Task brief: The answer must consist of every record below, reproduced exactly.

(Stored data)

PR #648, opened 2023-01-16
Rework documentation deployment

linozen:


.readthedocs.yaml
```diff
@@ -0,0 +1,17 @@
+# SPDX-FileCopyrightText: 2017 Free Software Foundation Europe e.V. <https://fsfe.org>
+#
+# SPDX-License-Identifier: CC0-1.0
+
+version: 2
+
+build:
+  os: "ubuntu-22.04"
+  tools:
+    python: "3.10"
```
carmenbianca, line 10: This should probably mirror our CI configuration, which uses 20.04 and Python 3.6, with a comment stating that these two should be identical.

.readthedocs.yaml
```diff
@@ -0,0 +1,17 @@
...
+
+python:
+  install:
+    - requirements: docs/requirements.txt
```
carmenbianca, line 14: Was this file generated? Can you add a comment stating which command was used to generate the file?

linozen: For sure :) I was thinking of adding the command also to the `make docs` make instructions.

linozen: I did add it to `make docs` and created a separate `make docs-ci` to only run the sphinx build command when testing the generation process in the CI workflow.

PR #649, opened 2023-01-17
Bumping dependencies

linozen:
Should close #635


carmenbianca:
You may need to use poetry 1.0 to generate the lockfile.

linozen:
> You may need to use poetry 1.0 to generate the lockfile.

Yap, just trying to pin poetry to version 1.2.2 everywhere it's run so we have some consistency there.

carmenbianca:
> Yap, just trying to pin poetry to version 1.2.2 everywhere it's run so we have some consistency there.

I think this is incorrect, and I'm really surprised that the CI didn't break. We need Poetry at version <=1.1 for Python 3.6 support.

I don't really agree with this PR. Poetry shouldn't need to be pinned as explicitly (although doing this explicitly isn't necessarily bad).

Was it not sufficient to re-generate the lockfile using Poetry v1.1, which is our declared minimal version? Poetry should be forward-compatible.

.github/workflows/pythonpackage.yaml
```diff
@@ -25,12 +25,12 @@ jobs:
...
       - uses: actions/checkout@v2
       - name: Set up Python ${{ matrix.python-version }}
-        uses: actions/setup-python@v2
+        uses: actions/setup-python@v4
         with:
           python-version: ${{ matrix.python-version }}
       - name: Install dependencies
         run: |
-          pip install poetry
+          pipx install poetry==1.2.2
```
carmenbianca, line 33: Why doesn't this break on Python 3.6?

README.md
```diff
@@ -274,6 +274,13 @@ Next, you'll find the following commands handy:
 - `poetry run pylint src`
 - `make docs`
 
+Please note that we currently use version poetry version 1.2.2. You can make
+sure to install this version of poetry, e.g. by running:
+
+```bash
+pipx install poetry==1.2.2
+```
+
```
carmenbianca, line 283: I don't think this paragraph is necessary at all. Any version of Poetry >=1.1 should work, which is well-documented in pyproject.toml.

Even if we do document something here, it should say >=1.1, not a pinned version.

docker/Dockerfile-debian
```diff
@@ -18,7 +18,10 @@ RUN apt-get update \
     && apt-get install -y python3-dev python3-pip \
     && rm -rf /var/lib/apt/lists/*
 
-RUN pip install poetry
+RUN python3 -m pip install --user pipx
+RUN python3 -m pipx ensurepath
+# Make sure this is the same version as in the Alpine-based images
```
carmenbianca, line 23: I don't think this needs to be true. Once `python3-poetry` is available in Debian, we should just use that.

.github/workflows/pythonpackage.yaml
carmenbianca: Because, in switching to pipx, the tests now all run against Python 3.8.

https://github.com/fsfe/reuse-tool/actions/runs/3939665159/jobs/6739785792

This PR needs to be reverted.

linozen:
> Was it not sufficient to re-generate the lockfile using Poetry v1.1, which is our declared minimal version? Poetry should be forward-compatible.

Nope, I just can't get poetry<1.2 to resolve the dependencies - I'm always stuck on `Resolving dependencies...`. The problem was resolved when I used poetry>1.2.

PR #650, opened 2023-01-18
Bump certifi, adjust Poetry

carmenbianca:
Replaces #649, closes #635 

I ran `poetry update certifi` to get around https://github.com/python-poetry/poetry/issues/2094 on Poetry 1.1

### DIFF
--- a/CHANGELOG.md
+++ b/CHANGELOG.md
@@ -39,8 +39,8 @@ The versions follow [semantic versioning](https://semver.org).
 
 ### Added
 
-- Added loglevel argument to pytest and skip one test if loglevel is too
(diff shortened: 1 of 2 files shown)


carmenbianca:
I tried to use the Poetry instructions from here, but it complained about finding no match for poetry-core>=1.1.0 when running `poetry install` -> https://github.com/actions/setup-python/blob/main/docs/advanced-usage.md#caching-packages

Let's just not touch Poetry for a while.

linozen:
Nice thanks @carmenbianca for taking a look. I agree, let's not touch poetry until we need to :)

PR #651, opened 2023-01-18
pipx install poetry in GitHub CI

carmenbianca:
#650 frustrated me, so I think I fixed it this time. Apparently `poetry-core` and `poetry` aren't necessarily in version sync (I think). When I installed poetry v1.1, I received poetry-core v1.0. When I installed poetry v1.0, I didn't get a poetry-core at all.

Best as I can gather, we need poetry v1.1 at a minimum, and also poetry-core v1.0 at a minimum. Later Poetry features are not supported/used, but later versions are backwards-compatible.

Instead of pinning Poetry to a specific version, I set a maximum, so that we get alerted in time in case Poetry breaks.

### DIFF
--- a/.github/workflows/pythonpackage.yaml
+++ b/.github/workflows/pythonpackage.yaml
@@ -24,13 +24,15 @@ jobs:
 
     steps:
       - uses: actions/checkout@v2
+      - name: Install poetry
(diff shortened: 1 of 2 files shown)


carmenbianca:
Of course this breaks on Windows.

PR #168, opened 2025-06-03
Leo marida

leo-marida:
fixed the issue of accepting invalid input while signing up

### DIFF
--- a/.vscode/c_cpp_properties.json
+++ b/.vscode/c_cpp_properties.json
@@ -1,0 +1,18 @@
+{
+  "configurations": [
+    {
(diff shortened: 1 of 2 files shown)


mcfarhat (changes requested):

Solved exercise:
PR #648, opened 2023-01-16
Rework documentation deployment

linozen:


.readthedocs.yaml
```diff
@@ -0,0 +1,17 @@
+# SPDX-FileCopyrightText: 2017 Free Software Foundation Europe e.V. <https://fsfe.org>
+#
+# SPDX-License-Identifier: CC0-1.0
+
+version: 2
+
+build:
+  os: "ubuntu-22.04"
+  tools:
+    python: "3.10"
```
carmenbianca, line 10: This should probably mirror our CI configuration, which uses 20.04 and Python 3.6, with a comment stating that these two should be identical.

.readthedocs.yaml
```diff
@@ -0,0 +1,17 @@
...
+
+python:
+  install:
+    - requirements: docs/requirements.txt
```
carmenbianca, line 14: Was this file generated? Can you add a comment stating which command was used to generate the file?

linozen: For sure :) I was thinking of adding the command also to the `make docs` make instructions.

linozen: I did add it to `make docs` and created a separate `make docs-ci` to only run the sphinx build command when testing the generation process in the CI workflow.

PR #649, opened 2023-01-17
Bumping dependencies

linozen:
Should close #635


carmenbianca:
You may need to use poetry 1.0 to generate the lockfile.

linozen:
> You may need to use poetry 1.0 to generate the lockfile.

Yap, just trying to pin poetry to version 1.2.2 everywhere it's run so we have some consistency there.

carmenbianca:
> Yap, just trying to pin poetry to version 1.2.2 everywhere it's run so we have some consistency there.

I think this is incorrect, and I'm really surprised that the CI didn't break. We need Poetry at version <=1.1 for Python 3.6 support.

I don't really agree with this PR. Poetry shouldn't need to be pinned as explicitly (although doing this explicitly isn't necessarily bad).

Was it not sufficient to re-generate the lockfile using Poetry v1.1, which is our declared minimal version? Poetry should be forward-compatible.

.github/workflows/pythonpackage.yaml
```diff
@@ -25,12 +25,12 @@ jobs:
...
       - uses: actions/checkout@v2
       - name: Set up Python ${{ matrix.python-version }}
-        uses: actions/setup-python@v2
+        uses: actions/setup-python@v4
         with:
           python-version: ${{ matrix.python-version }}
       - name: Install dependencies
         run: |
-          pip install poetry
+          pipx install poetry==1.2.2
```
carmenbianca, line 33: Why doesn't this break on Python 3.6?

README.md
```diff
@@ -274,6 +274,13 @@ Next, you'll find the following commands handy:
 - `poetry run pylint src`
 - `make docs`
 
+Please note that we currently use version poetry version 1.2.2. You can make
+sure to install this version of poetry, e.g. by running:
+
+```bash
+pipx install poetry==1.2.2
+```
+
```
carmenbianca, line 283: I don't think this paragraph is necessary at all. Any version of Poetry >=1.1 should work, which is well-documented in pyproject.toml.

Even if we do document something here, it should say >=1.1, not a pinned version.

docker/Dockerfile-debian
```diff
@@ -18,7 +18,10 @@ RUN apt-get update \
     && apt-get install -y python3-dev python3-pip \
     && rm -rf /var/lib/apt/lists/*
 
-RUN pip install poetry
+RUN python3 -m pip install --user pipx
+RUN python3 -m pipx ensurepath
+# Make sure this is the same version as in the Alpine-based images
```
carmenbianca, line 23: I don't think this needs to be true. Once `python3-poetry` is available in Debian, we should just use that.

.github/workflows/pythonpackage.yaml
carmenbianca: Because, in switching to pipx, the tests now all run against Python 3.8.

https://github.com/fsfe/reuse-tool/actions/runs/3939665159/jobs/6739785792

This PR needs to be reverted.

linozen:
> Was it not sufficient to re-generate the lockfile using Poetry v1.1, which is our declared minimal version? Poetry should be forward-compatible.

Nope, I just can't get poetry<1.2 to resolve the dependencies - I'm always stuck on `Resolving dependencies...`. The problem was resolved when I used poetry>1.2.

PR #650, opened 2023-01-18
Bump certifi, adjust Poetry

carmenbianca:
Replaces #649, closes #635 

I ran `poetry update certifi` to get around https://github.com/python-poetry/poetry/issues/2094 on Poetry 1.1

### DIFF
--- a/CHANGELOG.md
+++ b/CHANGELOG.md
@@ -39,8 +39,8 @@ The versions follow [semantic versioning](https://semver.org).
 
 ### Added
 
-- Added loglevel argument to pytest and skip one test if loglevel is too
(diff shortened: 1 of 2 files shown)


carmenbianca:
I tried to use the Poetry instructions from here, but it complained about finding no match for poetry-core>=1.1.0 when running `poetry install` -> https://github.com/actions/setup-python/blob/main/docs/advanced-usage.md#caching-packages

Let's just not touch Poetry for a while.

linozen:
Nice thanks @carmenbianca for taking a look. I agree, let's not touch poetry until we need to :)

PR #651, opened 2023-01-18
pipx install poetry in GitHub CI

carmenbianca:
#650 frustrated me, so I think I fixed it this time. Apparently `poetry-core` and `poetry` aren't necessarily in version sync (I think). When I installed poetry v1.1, I received poetry-core v1.0. When I installed poetry v1.0, I didn't get a poetry-core at all.

Best as I can gather, we need poetry v1.1 at a minimum, and also poetry-core v1.0 at a minimum. Later Poetry features are not supported/used, but later versions are backwards-compatible.

Instead of pinning Poetry to a specific version, I set a maximum, so that we get alerted in time in case Poetry breaks.

### DIFF
--- a/.github/workflows/pythonpackage.yaml
+++ b/.github/workflows/pythonpackage.yaml
@@ -24,13 +24,15 @@ jobs:
 
     steps:
       - uses: actions/checkout@v2
+      - name: Install poetry
(diff shortened: 1 of 2 files shown)


carmenbianca:
Of course this breaks on Windows.

PR #168, opened 2025-06-03
Leo marida

leo-marida:
fixed the issue of accepting invalid input while signing up

### DIFF
--- a/.vscode/c_cpp_properties.json
+++ b/.vscode/c_cpp_properties.json
@@ -1,0 +1,18 @@
+{
+  "configurations": [
+    {
(diff shortened: 1 of 2 files shown)


mcfarhat (changes requested):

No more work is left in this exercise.